Department of Medical Physics in Radiation Oncology, German Cancer Research Center (DKFZ), Heidelberg, Germany.
Heidelberg Institute for Radiation Oncology (HIRO), National Center for Radiation Research in Oncology (NCRO), Heidelberg, Germany.
Department of Physics and Astronomy, Heidelberg University, Heidelberg, Germany.
Heidelberg Ion-Beam Therapy Center (HIT), Heidelberg, Germany.



Hadron therapy has the capability to provide a high dose conformation to tumor regions. However, it requires an accurate target positioning. Thus, the precise monitoring of the patient's anatomical positioning during treatment is desirable. For this purpose, hadron-beam radiography with protons (pRad) and ions (iRad) could be an attractive tool complementing the conventional imaging technologies. On the pathway to an envisaged clinical application, several challenges have to be addressed. Among them are achieving the desired spatial resolution in the presence of multiple Coulomb scattering (MCS), performing radiographs with a sufficient thickness resolution at clinically applicable dose levels, and the search for combinations of particularly suitable hadrons and detectors. These topics are investigated in this work for a detection system based on silicon pixel detectors.
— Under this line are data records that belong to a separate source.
PR #1398, opened 2023-04-24
wasi: improve select(2) impl on Windows

evacchi:
An improved version of the `select(2)` syscall emulation on Windows for Stdin. We use `PeekNamedPipe` when `Stdin` is a FILE_TYPE_CHAR, and we invoke it every 100ms if duration > 0. Follow up to #1346 and #1317.

I checked the examples manually for interactive input and they seem to work for me.

### DIFF
--- a/internal/platform/select_windows.go
+++ b/internal/platform/select_windows.go
@@ -3,16 +3,31 @@ package platform
 import (
 	"syscall"
 	"time"
+	"unsafe"
 )
 
 // wasiFdStdin is the constant value for stdin on Wasi.
 // We need this constant because on Windows os.Stdin.Fd() != 0.
 const wasiFdStdin = 0
 
+// pollInterval is the interval between each calls to peekNamedPipe in pollNamedPipe
+const pollInterval = 100 * time.Millisecond
+
+// procPeekNamedPipe is the syscall.LazyProc in kernel32 for PeekNamedPipe
+var procPeekNamedPipe = kernel32.NewProc("PeekNamedPipe")
+
 // syscall_select emulates the select syscall on Windows for two, well-known cases, returns syscall.ENOSYS for all others.
-// If r contains fd 0, then it immediately returns 1 (data ready on stdin) and r will have the fd 0 bit set.
+// If r contains fd 0, and it is a regular file, then it immediately returns 1 (data ready on stdin)
+// and r will have the fd 0 bit set.
+// If r contains fd 0, and it is a FILE_TYPE_CHAR, then it invokes PeekNamedPipe to check the buffer for input;
+// if there is data ready, then it returns 1 and r will have fd 0 bit set.
 // If n==0 it will wait for the given timeout duration, but it will return syscall.ENOSYS if timeout is nil,
 // i.e. it won't block indefinitely.
+//
+// Note: idea taken from https://stackoverflow.com/questions/6839508/test-if-stdin-has-input-for-c-windows-and-or-linux
+// PeekNamedPipe: https://learn.microsoft.com/en-us/windows/win32/api/namedpipeapi/nf-namedpipeapi-peeknamedpipe
+// "GetFileType can assist in determining what device type the handle refers to. A console handle presents as FILE_TYPE_CHAR."
+// https://learn.microsoft.com/en-us/windows/console/console-handles
 func syscall_select(n int, r, w, e *FdSet, timeout *time.Duration) (int, error) {
 	if n == 0 {
 		// don't block indefinitely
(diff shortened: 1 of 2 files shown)


evacchi:
Marking back as draft because the tickers are not being cleaned up

evacchi:
@achille-roussel I did learn about PeekNamedPipe online (will dig up a reference), but the poll loop I came up with myself. Open to suggestions because I know it's not great 😬 but I also thought it's very specific to stdin, so good enough for this one thing.

codefromthecrypt:
[1] Vacchi, Edoardo. "Not really great, but works", 2023

internal/platform/select_windows.go
```diff
@@ -23,9 +33,84 @@ func syscall_select(n int, r, w, e *FdSet, timeout *time.Duration) (int, error)
...
+// pollNamedPipe polls the given named pipe handle for the given duration.
+//
+// The implementation actually polls at
+func pollNamedPipe(pipeHandle syscall.Handle, duration *time.Duration) (bool, error) {
+	// Short circuit when the duration is nil.
+	if duration != nil && *duration == time.Duration(0) {
+		return peekNamedPipe(pipeHandle)
+	}
+	// Ticker that emits at every pollInterval.
+	tick := time.NewTicker(pollInterval)
```
ncruces, line 66: `defer tick.Stop()` to release resources?

internal/platform/select_windows.go
```diff
@@ -23,9 +33,84 @@ func syscall_select(n int, r, w, e *FdSet, timeout *time.Duration) (int, error)
...
+				return false, err
+			}
+			if res {
+				println("ret")
+				return res, nil
+			}
+		}
+	} else {
+		// Otherwise, leave after the given duration, and check every pollInterval.
+		after := time.After(*duration)
```
ncruces, line 81: `time.NewTimer(…)` and `defer timer.Stop()` to release resources?

evacchi:
> [1] Vacchi, Edoardo. "Not really great, but works", 2023

the title of my memoir

internal/platform/select_windows.go
```diff
@@ -23,9 +38,86 @@ func syscall_select(n int, r, w, e *FdSet, timeout *time.Duration) (int, error)
...
+	defer tick.Stop()
+	// If the duration is nil, then poll forever.
+	if duration == nil {
+		for range tick.C {
+			res, err := peekNamedPipe(pipeHandle)
+			if err != nil && err != syscall.Errno(0) {
+				return false, err
+			}
+			if res {
+				println("ret")
```
mathetake, line 81: garbage

evacchi: whooopss!

evacchi:
@ktock fyi

evacchi:
@mathetake nope! the main issue is that it is hard to simulate a Stdin with FILE_TYPE_CHAR in the test runner. However, I think I may be able to test `peekNamedPipe` with a custom handle. Will look into this.

internal/platform/select_windows.go
```diff
@@ -23,9 +39,97 @@ func syscall_select(n int, r, w, e *FdSet, timeout *time.Duration) (int, error)
...
 	}
 	return -1, syscall.ENOSYS
 }
+
+// pollNamedPipe polls the given named pipe handle for the given duration.
+//
+// The implementation actually polls every 100 milliseconds until it reaches the given duration.
+// The duration may be nil, in which case it will wait undefinely. The given ctx is
+// used to allow for cancellation. Currently used only in tests.
+func pollNamedPipe(pipeHandle syscall.Handle, duration *time.Duration, ctx context.Context) (bool, error) {
```
ktock, line 68: `ctx` should be the first parameter.

https://pkg.go.dev/context#pkg-overview

> The Context should be the first parameter, typically named ctx

internal/platform/select_windows.go
```diff
@@ -23,9 +39,97 @@ func syscall_select(n int, r, w, e *FdSet, timeout *time.Duration) (int, error)
...
+	// Short circuit when the duration is nil.
```
ktock, line 69:
```suggestion
	// Short circuit when the duration is zero.
```

evacchi: that's actually supposed to be nil

internal/platform/select_windows.go
```diff
@@ -23,9 +39,97 @@ func syscall_select(n int, r, w, e *FdSet, timeout *time.Duration) (int, error)
...
+				if res {
+					return res, nil
+				}
+			}
+		}
+	}
+	return false, nil
+}
+
+// [in]            HANDLE  hNamedPipe,
```
codefromthecrypt, line 116: can you move these comments to trailing on the lines they are set. e.g. `uintptr(handle), // [in]            HANDLE  hNamedPipe`

internal/platform/select_windows.go
```diff
@@ -23,9 +39,97 @@ func syscall_select(n int, r, w, e *FdSet, timeout *time.Duration) (int, error)
...
+					return false, err
+				}
+				if res {
+					return res, nil
+				}
+			}
+		}
+	} else {
+		// Otherwise, leave after the given duration, and check every pollInterval.
+		after := time.NewTimer(*duration)
```
codefromthecrypt, line 94: I wonder if you can make this an empty timer and avoid the if/else copy/pasta? So when there is no duration a timer that never stops?

Not sure if this would work.
```
var neverEnding =  &time.Ticker{C: make(chan time.Time)}
```

codefromthecrypt (approved):
Looks good, one suggestion for code tightening but not sure it would work or not.

internal/platform/select_windows.go
ncruces: Receiving from the `nil` channel blocks forever (and thus never satisfies `select`). Your `var` can be the channel, and you initialize it inside an `if` otherwise it's `nil`.

internal/platform/select_windows.go
```diff
@@ -1,31 +1,123 @@
...
+			return false, nil
+		case <-afterCh:
+			return false, nil
+		case <-tichCh:
+			res, err := peekNamedPipe(pipeHandle)
+			if err != nil {
+				return false, err
+			}
+			if res {
+				return res, nil
```
ncruces, line 101: super nit: I find `return true, nil` more explicit.

ncruces (approved):

internal/platform/select_windows.go
evacchi: Yeah fair enough. That smelled a little bit for me too :D

ncruces (approved):

PR #1400, opened 2023-04-24
logging: correctly omits result.newoffset in Before

mathetake:


internal/wasip1/logging/logging.go
```diff
@@ -157,6 +157,7 @@ func Config(fnd api.FunctionDefinition) (pSampler logging.ParamSampler, pLoggers
 			name = resultParamName(name)
 			logger = logMemI64(idx).Log
 			rLoggers = append(rLoggers, resultParamLogger(name, logger))
+			continue
```
mathetake, line 160: this was missing

imports/wasi_snapshot_preview1/fs_test.go
```diff
@@ -2519,7 +2519,7 @@ func Test_fdSeek(t *testing.T) {
 				'?',
 			},
 			expectedLog: `
-==> wasi_snapshot_preview1.fd_seek(fd=4,offset=4,whence=0,4557430888798830399)
```
mathetake, line 2522: just for anyone curious: basically this weird number is the u64 value on mem[newoffset]  _before_ we execute fd_seek.

mathetake: which is useless and meaningless in any way

codefromthecrypt:
thanks!

PR #1403, opened 2023-04-25
Attach DWARF names to function definitions and use in stacktraces

pelletier:
Ultimately the goal of this change is to leverage DWARF information to provide more human-readable names for functions of languages that emit "mangled" function names (rust, c++, among others).

Practically speaking, I would like to use those function names in `experimental.Listeners`. However, I felt like it would benefit Wazero users to also see them in stack traces (see Example below).

The high level changes are:

* Leverage the `linkage_name` DWARF attribute attached to subprograms to match their mangled name to their human-friendly name at the time of loading the module.
* Use those names when printing stack traces.
* Provide a new `experimental.FunctionDefinition` interface that extends `api.FunctionDefinition` with a new `HumanName()` method to retrieve the more human-friendly function names, without impacting the public API.
* Fallback to the function's debug name when this name is not present.

In this patch, the linkage_name lookup is only performed for Rust. Providing per-language support is a [strategy similar to wasmtime's](https://github.com/bytecodealliance/wasmtime/blob/d2bb4aa13b7f018854147ed41b272958a3106791/crates/jit/src/demangling.rs#L18). It can be extended to add support for C++ and other languages. Ultimately, interpreting DWARF data is a task very context sensitive, so we may want to eventually expose the raw DWARF sections through the API to let the user decide what's best for their context.

Note: I don't love the name `HumanName`. I'm eager for better suggestions!

Related #wazero-dev discussion: https://gophers.slack.com/archives/C04CG4A2NKX/p1682361288022999

## Example

For example, the following rust program (included in this patch):

```rust
fn main() {
    a();
}

#[inline(always)]
fn a() {
    b(42);
}

fn b<A: std::fmt::Debug>(x: A) {
    println!("{:?}", x);
    panic!("unreachable");
}
```

currently results in the following stacktraces when run by Wazero:

```
.__rust_start_panic(i32) i32
	0x60bf: /lib.rs:83:17 (inlined)
	        /lib.rs:37:5
.rust_panic(i32,i32)
	0x5dad: /panicking.rs:740:9
._ZN3std9panicking20rust_panic_with_hook17h91fa5cbfc957c96cE(i32,i32,i32,i32,i32)
	0x5d74: /panicking.rs:710:5
._ZN3std9panicking19begin_panic_handler28_$u7b$$u7b$closure$u7d$$u7d$17hea8cd6e90707c2a1E(i32)
	0x4e2e: /panicking.rs:577:13
._ZN3std10sys_common9backtrace26__rust_end_short_backtrace17h8766955a633f184aE(i32)
	0x4d90: /backtrace.rs:137:18
.rust_begin_unwind(i32)
	0x53e2: /panicking.rs:575:5
._ZN4core9panicking9panic_fmt17hea96ca76090d462fE(i32,i32)
	0xaab8: /panicking.rs:64:14
._ZN4main1b17h47e5ee1ee8873d72E(i32)
	0x305: /main.rs:12:5
._ZN4main4main17hb80dac2ea6f04fdaE()
	0x5d6: /main.rs:7:5 (inlined)
	       /main.rs:2:5
._ZN4core3ops8function6FnOnce9call_once17hb25884e69c21780fE(i32)
	0x142: /function.rs:250:5
._ZN3std10sys_common9backtrace28__rust_begin_short_backtrace17he6b53729c962b36cE(i32)
	0x5b1: /backtrace.rs:121:18
._ZN3std2rt10lang_start28_$u7b$$u7b$closure$u7d$$u7d$17hdfaa3c19d02e0d53E(i32) i32
	0x3d4: /rt.rs:166:18
._ZN3std2rt19lang_start_internal17h38aaea5d7881ae71E(i32,i32,i32,i32,i32) i32
	0x25d6: /function.rs:287:13 (inlined)
	        /panicking.rs:483:40 (inlined)
	        /panicking.rs:447:19 (inlined)
	        /panic.rs:140:14 (inlined)
	        /rt.rs:148:48 (inlined)
	        /panicking.rs:483:40 (inlined)
	        /panicking.rs:447:19 (inlined)
	        /panic.rs:140:14 (inlined)
	        /rt.rs:148:20
._ZN3std2rt10lang_start17hb9ddebcd8dc7db51E(i32,i32,i32,i32) i32
	0x371: /rt.rs:165:17
.__main_void() i32
._start()
```

in contrast with this change:

```
.__rust_start_panic(i32) i32
	0x60bf: /lib.rs:83:17 (inlined)
	        /lib.rs:37:5
.rust_panic(i32,i32)
	0x5dad: /panicking.rs:740:9
rust_panic_with_hook(i32,i32,i32,i32,i32)
	0x5d74: /panicking.rs:710:5
{closure#0}(i32)
	0x4e2e: /panicking.rs:577:13
__rust_end_short_backtrace<std::panicking::begin_panic_handler::{closure_env#0}, !>(i32)
	0x4d90: /backtrace.rs:137:18
begin_panic_handler(i32)
	0x53e2: /panicking.rs:575:5
panic_fmt(i32,i32)
	0xaab8: /panicking.rs:64:14
b<i32>(i32)
	0x305: /main.rs:12:5
main()
	0x5d6: /main.rs:7:5 (inlined)
	       /main.rs:2:5
call_once<fn(), ()>(i32)
	0x142: /function.rs:250:5
__rust_begin_short_backtrace<fn(), ()>(i32)
	0x5b1: /backtrace.rs:121:18
{closure#0}<()>(i32) i32
	0x3d4: /rt.rs:166:18
lang_start_internal(i32,i32,i32,i32,i32) i32
	0x25d6: /function.rs:287:13 (inlined)
	        /panicking.rs:483:40 (inlined)
	        /panicking.rs:447:19 (inlined)
	        /panic.rs:140:14 (inlined)
	        /rt.rs:148:48 (inlined)
	        /panicking.rs:483:40 (inlined)
	        /panicking.rs:447:19 (inlined)
	        /panic.rs:140:14 (inlined)
	        /rt.rs:148:20
lang_start<()>(i32,i32,i32,i32) i32
	0x371: /rt.rs:165:17
.__main_void() i32
._start()
```


internal/wasm/function_definition.go
```diff
@@ -102,13 +102,31 @@ func (m *Module) BuildFunctionDefinitions() {
...
 		}
 	}
+
+	if len(m.FunctionDefinitionSection) == 0 || m.DWARFLines == nil {
+		return
+	}
+	switch m.DWARFLines.Language() {
+	case wasmdebug.DwarfLangRust:
+		m.DWARFLines.LinkageNamesDo(func(linkageName, name string) {
+			for i := 0; i < len(m.FunctionDefinitionSection); i++ {
```
pelletier, line 112: There may be opportunities for improvement by keeping the index from one call to another, which would lower the number of iterations if the DIEs are roughly in the same order as how functions are laid out in the WASM module.

internal/wasmdebug/dwarf.go
```diff
@@ -33,6 +35,130 @@ func NewDWARFLines(d *dwarf.Data) *DWARFLines {
...
+		// Assumes same language for all compilation units.
+		*d.lang = DwarfLang(langAttr.(int64))
+		break
+	}
+	return *d.lang
+}
+
+// LinkageNamesDo parses the DWARF data and execute f for all subprograms that
+// have a linkage and a name attributes.
+func (d *DWARFLines) LinkageNamesDo(f func(linkageName, name string)) {
```
pelletier, line 130: Went for a callback style iterator instead of:

* generating a huge map: would lead to even more allocations.
* an iterator style, which may be tricky with the lock.

internal/wasmdebug/dwarf.go
```diff
@@ -33,6 +35,130 @@ func NewDWARFLines(d *dwarf.Data) *DWARFLines {
...
+		return
+	}
+
+	d.mux.Lock()
+	defer d.mux.Unlock()
+
+	r := d.d.Reader()
+
+	for {
+		ent, err := r.Next()
```
pelletier, line 141: There may be opportunities for speedup by leveraging `r.SkipChildren()`.

pelletier:
For reference, this comes from https://github.com/tetratelabs/wazero/issues/1350#issuecomment-1501380158.

internal/engine/compiler/engine.go
```diff
@@ -785,7 +785,11 @@ func (ce *callEngine) deferredOnCall(recovered interface{}) (err error) {
 					sources = p.sourceModule.DWARFLines.Line(offset)
 				}
 			}
-			builder.AddFrame(def.DebugName(), def.ParamTypes(), def.ResultTypes(), sources)
+			name := def.DebugName()
+			if expf, ok := def.(experimental.FunctionDefinition); ok {
+				name = expf.HumanName()
+			}
```
achille-roussel, line 791: Is it worth putting a function to do this in the `experimental` package so we don't repeat it in the interpreter and compiler?

```go
func DebugName(def api.FunctionDefinition) string {
   ...
}
```

experimental/experimental.go
```diff
@@ -2,3 +2,14 @@
...
+
+import "github.com/tetratelabs/wazero/api"
+
+// FunctionDefinition is an extend interface of api.FunctionDefinition with
+// additional experimental methods.
+type FunctionDefinition interface {
+	api.FunctionDefinition
+	// HumanName is a human-readable name for this function, which may not be
+	// the same as Name. It will fallback to DebugName() if not available.
+	HumanName() string
```
achille-roussel, line 14: What do you think about `SourceName` instead?

achille-roussel: Could you also speak of why not implement this in `api.FunctionDefinition.DebugName` directly?

internal/wasmdebug/dwarf.go
```diff
@@ -17,7 +17,9 @@ type DWARFLines struct {
 	// linesPerEntry maps dwarf.Offset for dwarf.Entry to the list of lines contained by the entry.
 	// The value is sorted in the increasing order by the address.
 	linesPerEntry map[dwarf.Offset][]line
-	mux           sync.Mutex
+	// Cache for Language(). nil when Language() has never been called.
+	lang *DwarfLang
```
achille-roussel, line 21: Any reason not to use `DwarfLangUnkonwn` instead of a pointer to indicate that the value is uninitialized?

pelletier: Ah sorry I meant to add a comment about this.

It is to distinguish between "Language() has not been called" and "DWARF info doesn't say anything about language". Could have also used a bit flag or an extra boolean variable, but that seemed the most straightforward that way.

internal/engine/compiler/engine.go
pelletier: Would it be confusing for the users of `experimental` that they have access to that information both using a function and through the `experimental.FunctionDefinition` API?

experimental/experimental.go
pelletier: Happy with `SourceName`!

I didn't want to touch `DebugName` because it seemed like it has special semantic:

> DebugName identifies this function based on its Index or Name in the module.

For example, `HumanName` don't have any guarantees (doesn't necessarily include information about the module). Definitely agree that having 3 names on one function definition is a little much though.

internal/engine/compiler/engine.go
achille-roussel: Maybe this is the good place for `FunctionHumanReadableName` or `BestDebugName` (doesn't have to be called the same as the method name).

experimental/experimental.go
codefromthecrypt: Having been the one to add DebugName, I think this is absolutely fine to use Dwarf when we can. It isn't stable anyway, so maybe rewrite the godoc and use it?

> DebugName returns the best non-empty name available for this function.
>
> For example, If DWARF is available, this will match the original source code name.
> Otherwise, this returns Name when non-empty or a generated name based on the
> Index.

pelletier: Sound great to me! I'll update.

internal/engine/compiler/engine.go
pelletier: This seems unnecessary now as `DebugName()` is repurposed.

pelletier:
Updated to use `DebugName` instead of a dedicated interface according to https://github.com/tetratelabs/wazero/pull/1403#discussion_r1177148782.

experimental/experimental.go
pelletier: Done in https://github.com/tetratelabs/wazero/pull/1403/commits/5ab31ab98611fb6a2df3f62566f163fec501076a.

internal/wasm/function_definition.go
mathetake: I wonder how slow could this be in reality - the sqlite3 binary has roughly 1.5k functions, and I guess this could be really slow https://github.com/ncruces/go-sqlite3/blob/main/embed/sqlite3.wasm

codefromthecrypt: we have a benchmark right? just @pelletier needs to manually download the sqlite wasm iirc to replace internal/integration_test/bench/testdata/case.wasm then run Benchmark in internal/integration_test/bench/bench_test.go right?

mathetake: we have a bench but dwarf is not available in these checked-in binaries as it is huge.

codefromthecrypt: https://github.com/ncruces/go-sqlite3/blob/main/embed/sqlite3.wasm has dwarf tho right? for running bench offline I mean (I didn't mean to commit the sqlite to this PR, rather run it to check)

mathetake: plus the case.wasm is in reality not that big compared to sqlite3 - the number of functions 10x smaller and this for-loop can be O(N^2) in worst case maybe

mathetake: > which would lower the number of iterations if the DIEs are roughly in the same order as how functions are laid out in the WASM module.

on this point, I remember Zig produces the "weird" dwarf as I added in the comment in this file. Maybe this assumption could be wrong

```
 		// Note that the dwarf.LineEntry.SeekPC API shouldn't be used because the Go's dwarf package assumes 
		// all the line entries in an Entry are sorted in increasing order which *might not* be true
		// for some languages. Such order requirement is not a part of DWARF specification,
		// and in fact Zig language tends to emit interleaved line information.
```

mathetake:
Regarding https://github.com/tetratelabs/wazero/pull/1403#discussion_r1178525749, I definitely would love to see if this works well with Zig too

internal/wasm/function_definition.go
codefromthecrypt: for reducing likelihood of worst case, we can do the normal map lookup thing right?  We can also move the map somewhere it is re-used. We have lookups elsewhere during compilation though agree maybe this would be a larger one.

style: I personally would not use a callback rather imperative and a map to prevent worst case (knowing it will allocate to the size of max functions). I think we rarely, if ever, make do/callback style in our code regardless of locking. It would be cheaper to stay imperative as well, so that helps with the cost.

mathetake:
one idea worth thinking is to do lazy initialization of `FunctionDefinition.DebugName()`

codefromthecrypt:
> one idea worth thinking is to do lazy initialization of FunctionDefinition.DebugName(), then we don't need to care about the perf

This is a great idea as I don't think we eagerly resolve it anywhere except error (deferredOnCall)!

mathetake:
>  I suggest we close this change and re-open a PR when we have matured more in that space, as the final solution may look different. What do you think?

ack and agree with your point on this change not necessarily being helpful to users considering the limitation. In anyway, thank you for your work here and I think we could reuse the code here in the future!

A method of iRad based on energy deposition measurements in thin layers is introduced. It exploits a detection system consisting of three parallel silicon pixel detectors, which also enables particle tracking and identification. Helium ions, which exhibit less pronounced MCS than protons, were chosen as imaging radiation. A PMMA phantom with a mean water-equivalent thickness (WET) of 192 mm, containing maximal WET-variations of ±6 mm, was imaged with a 173 MeV/u helium ion beam at the Heidelberg Ion-Beam Therapy Center. WET-differences in form of 2.3 mm × 2.3 mm steps were aimed to be visualized and resolved in images of the energy deposition measured behind the phantom. The detection system was placed downstream of the imaged object in order to detect single ions leaving it. The combination of the measured information on energy deposition, ion type, and the track behind the phantom was used for the image formation, employing a self-developed data-processing procedure.


It was shown that helium-beam radiography is feasible with the reported detection system. The introduced data preprocessing purified the detector signal from detector artifacts and improved the image quality. Additionally, the rejection of hydrogen ions originating from nuclear interactions was shown to increase the contrast-to-noise ratio (CNR) by at least a factor of 2.5. This enabled the resolution of relative thickness differences of 1.2% at a dose level typical for diagnostic x-ray images. The spatial resolution was improved by taking into account the direction of single helium ions leaving the phantom. A spatial resolution (MTF10% ) of at least 1.15p mm-1 for the presented experimental set-up was achieved.


A successful feasibility study of helium-beam radiography with the introduced detection system was conducted. The methodology of iRad was based on energy deposition measurements in thin silicon layers. The tracking of single ions and the method of the ion identification was shown to be important for helium-beam radiography in terms of spatial resolution and CNR.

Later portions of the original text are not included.